Start of DATA
PR #5962, opened 2019-03-27
Fix preproc definition checks

mathstuf:
Fixes preprocessor definitions assumed to be `0` by being undefined.

~~The `mathlimits.cc` change is what worries me most, but the code is obviously wrong right now by using `__cpluscplus` instead of `__cplusplus`. If this change is correct, the `DEF_*` macros and their usages should probably just go away.~~ Resolved in https://github.com/protocolbuffers/protobuf/pull/5962#discussion_r269690058

### DIFF
--- a/src/google/protobuf/stubs/mathlimits.cc
+++ b/src/google/protobuf/stubs/mathlimits.cc
@@ -40,41 +40,10 @@
 namespace google {
 namespace protobuf {
 
-// MSVC++ 2005 and older compilers think the header declaration was a
-// definition, and erroneously flag these as a duplicate definition.
-#if defined(COMPILER_MSVC) || __cpluscplus < 201103L
-
 #define DEF_COMMON_LIMITS(Type)
 #define DEF_UNSIGNED_INT_LIMITS(Type)
 #define DEF_SIGNED_INT_LIMITS(Type)
 #define DEF_PRECISION_LIMITS(Type)
-
-#else
-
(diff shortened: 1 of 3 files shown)


src/google/protobuf/stubs/mathlimits.cc
```diff
@@ -40,42 +40,11 @@
 namespace google {
 namespace protobuf {
 
-// MSVC++ 2005 and older compilers think the header declaration was a
-// definition, and erroneously flag these as a duplicate definition.
-#if defined(COMPILER_MSVC) || __cpluscplus < 201103L
```
acozzette: Thanks for catching this. I think we can just delete the `#if` case and go with the `#else` case, though. Starting from version 3.6 we require C++11 support, so I don't think we need to worry about old versions of MSVC anymore.

mathstuf: Well, the `#else` side fails to compile on my machine (Linux/GCC 8.3.1) with redefinition errors. Since everything has always been using the `#if` side since 2015, I think that's the side that should be used.

acozzette: Ah OK, got it, somehow I was thinking the condition would always be false but I see now that it's always true.

mathstuf: OK, I've pushed up a change which removes the no-op expansions then.

PR #5966, opened 2019-03-28
Add a new conformance test for top level JSON null

haon4:


conformance/failure_list_ruby_mac.txt
```diff
@@ -70,3 +70,5 @@ Required.Proto3.JsonInput.IgnoreUnknownJsonObject.ProtobufOutput
 Required.Proto3.JsonInput.IgnoreUnknownJsonString.ProtobufOutput
 Required.Proto3.JsonInput.IgnoreUnknownJsonTrue.ProtobufOutput
 Recommended.Proto3.JsonInput.FieldMaskInvalidCharacter
+Required.Proto3.JsonInput.EmptyFieldMask.JsonOutput
+Required.Proto3.JsonInput.RejectTopLevelNull
```
TeBoring: Still needed?

haon4: Yes, it seems like parsing top level null only succeeds in PHP and Ruby, so these tests need to be whitelisted as they are not consistent with other languages.

TeBoring: Should top level null succeed with top-level NullValue?

haon4: Hmm. Should we leave that as undefined behavior? Parsing null into top-level NullValue doesn't seem to have any real use-case since NullValue cannot be used to represent anything other than null. Why would anyone want to deserialize anything into a top-level NullValue?

TeBoring: undefined looks fine to me. So we don't need a test for that, I guess?

TeBoring: Oh, you mean just top level null for top-level NullValue is undefined?
That's also fine for me.

haon4: Yea, I just meant that we shouldn't define top level null for top-level NullValue. I can't think of a good use-case for that. null for other top-level messages can happen though, and I think we should at least define what we want there.

PR #5981, opened 2019-04-02
Add missing declaration in protobuf_headers

meteorcloudy:
To prevent us from getting such error with sandbox or remote execution:
```
bazel-out/k8-opt/genfiles/tensorflow/core/lib/core/error_codes.pb.h:10:40: fatal error: google/protobuf/port_def.inc: No such file or directory
 #include <google/protobuf/port_def.inc>
                                        ^
```

### DIFF
--- a/BUILD
+++ b/BUILD
@@ -203,7 +203,7 @@ cc_library(
 # TODO(keveman): Remove this target once the support gets added to Bazel.
 cc_library(
     name = "protobuf_headers",
-    hdrs = glob(["src/**/*.h"]),
+    hdrs = glob(["src/**/*.h", "src/**/*.inc"]),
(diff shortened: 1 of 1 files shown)


acozzette:
@meteorcloudy Could you make this pull request against the `3.7.x` branch? That will make things easier if we do another release with this fix in the 3.7 series.

meteorcloudy:
But we still need this change for master, right?

acozzette:
@meteorcloudy Yes but we will make sure to merge the 3.7.x branch into master again so that master picks up all the fixes we make for 3.7.

meteorcloudy:
I see, thanks for the explanation!

PR #5982, opened 2019-04-02
support specify C++ STL for android

yejw5:
As [bazel docs](https://docs.bazel.build/versions/0.21.0/android-ndk.html#configuring-the-stl) says, we can configure C++ STL by `crosstool_top`.

### DIFF
--- a/BUILD
+++ b/BUILD
@@ -69,9 +69,25 @@ config_setting(
     },
 )
 
+config_setting(
+    name = "android-libcpp",
+    values = {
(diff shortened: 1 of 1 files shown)


yejw5:
@acozzette Is there any schedule to release a new edition include this commit?

acozzette:
We don't have a precise schedule but we do plan to do at least one release this quarter.

yejw5:
@acozzette Many thanks. I'll keep an eye on this.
End of DATA
> [HOW TO COMPLETE THIS TASK]: After reading the data above, return it verbatim in full.

> [EXERCISE SOLUTION]:
PR #5962, opened 2019-03-27
Fix preproc definition checks

mathstuf:
Fixes preprocessor definitions assumed to be `0` by being undefined.

~~The `mathlimits.cc` change is what worries me most, but the code is obviously wrong right now by using `__cpluscplus` instead of `__cplusplus`. If this change is correct, the `DEF_*` macros and their usages should probably just go away.~~ Resolved in https://github.com/protocolbuffers/protobuf/pull/5962#discussion_r269690058

### DIFF
--- a/src/google/protobuf/stubs/mathlimits.cc
+++ b/src/google/protobuf/stubs/mathlimits.cc
@@ -40,41 +40,10 @@
 namespace google {
 namespace protobuf {
 
-// MSVC++ 2005 and older compilers think the header declaration was a
-// definition, and erroneously flag these as a duplicate definition.
-#if defined(COMPILER_MSVC) || __cpluscplus < 201103L
-
 #define DEF_COMMON_LIMITS(Type)
 #define DEF_UNSIGNED_INT_LIMITS(Type)
 #define DEF_SIGNED_INT_LIMITS(Type)
 #define DEF_PRECISION_LIMITS(Type)
-
-#else
-
(diff shortened: 1 of 3 files shown)


src/google/protobuf/stubs/mathlimits.cc
```diff
@@ -40,42 +40,11 @@
 namespace google {
 namespace protobuf {
 
-// MSVC++ 2005 and older compilers think the header declaration was a
-// definition, and erroneously flag these as a duplicate definition.
-#if defined(COMPILER_MSVC) || __cpluscplus < 201103L
```
acozzette: Thanks for catching this. I think we can just delete the `#if` case and go with the `#else` case, though. Starting from version 3.6 we require C++11 support, so I don't think we need to worry about old versions of MSVC anymore.

mathstuf: Well, the `#else` side fails to compile on my machine (Linux/GCC 8.3.1) with redefinition errors. Since everything has always been using the `#if` side since 2015, I think that's the side that should be used.

acozzette: Ah OK, got it, somehow I was thinking the condition would always be false but I see now that it's always true.

mathstuf: OK, I've pushed up a change which removes the no-op expansions then.

PR #5966, opened 2019-03-28
Add a new conformance test for top level JSON null

haon4:


conformance/failure_list_ruby_mac.txt
```diff
@@ -70,3 +70,5 @@ Required.Proto3.JsonInput.IgnoreUnknownJsonObject.ProtobufOutput
 Required.Proto3.JsonInput.IgnoreUnknownJsonString.ProtobufOutput
 Required.Proto3.JsonInput.IgnoreUnknownJsonTrue.ProtobufOutput
 Recommended.Proto3.JsonInput.FieldMaskInvalidCharacter
+Required.Proto3.JsonInput.EmptyFieldMask.JsonOutput
+Required.Proto3.JsonInput.RejectTopLevelNull
```
TeBoring: Still needed?

haon4: Yes, it seems like parsing top level null only succeeds in PHP and Ruby, so these tests need to be whitelisted as they are not consistent with other languages.

TeBoring: Should top level null succeed with top-level NullValue?

haon4: Hmm. Should we leave that as undefined behavior? Parsing null into top-level NullValue doesn't seem to have any real use-case since NullValue cannot be used to represent anything other than null. Why would anyone want to deserialize anything into a top-level NullValue?

TeBoring: undefined looks fine to me. So we don't need a test for that, I guess?

TeBoring: Oh, you mean just top level null for top-level NullValue is undefined?
That's also fine for me.

haon4: Yea, I just meant that we shouldn't define top level null for top-level NullValue. I can't think of a good use-case for that. null for other top-level messages can happen though, and I think we should at least define what we want there.

PR #5981, opened 2019-04-02
Add missing declaration in protobuf_headers

meteorcloudy:
To prevent us from getting such error with sandbox or remote execution:
```
bazel-out/k8-opt/genfiles/tensorflow/core/lib/core/error_codes.pb.h:10:40: fatal error: google/protobuf/port_def.inc: No such file or directory
 #include <google/protobuf/port_def.inc>
                                        ^
```

### DIFF
--- a/BUILD
+++ b/BUILD
@@ -203,7 +203,7 @@ cc_library(
 # TODO(keveman): Remove this target once the support gets added to Bazel.
 cc_library(
     name = "protobuf_headers",
-    hdrs = glob(["src/**/*.h"]),
+    hdrs = glob(["src/**/*.h", "src/**/*.inc"]),
(diff shortened: 1 of 1 files shown)


acozzette:
@meteorcloudy Could you make this pull request against the `3.7.x` branch? That will make things easier if we do another release with this fix in the 3.7 series.

meteorcloudy:
But we still need this change for master, right?

acozzette:
@meteorcloudy Yes but we will make sure to merge the 3.7.x branch into master again so that master picks up all the fixes we make for 3.7.

meteorcloudy:
I see, thanks for the explanation!

PR #5982, opened 2019-04-02
support specify C++ STL for android

yejw5:
As [bazel docs](https://docs.bazel.build/versions/0.21.0/android-ndk.html#configuring-the-stl) says, we can configure C++ STL by `crosstool_top`.

### DIFF
--- a/BUILD
+++ b/BUILD
@@ -69,9 +69,25 @@ config_setting(
     },
 )
 
+config_setting(
+    name = "android-libcpp",
+    values = {
(diff shortened: 1 of 1 files shown)


yejw5:
@acozzette Is there any schedule to release a new edition include this commit?

acozzette:
We don't have a precise schedule but we do plan to do at least one release this quarter.

yejw5:
@acozzette Many thanks. I'll keep an eye on this.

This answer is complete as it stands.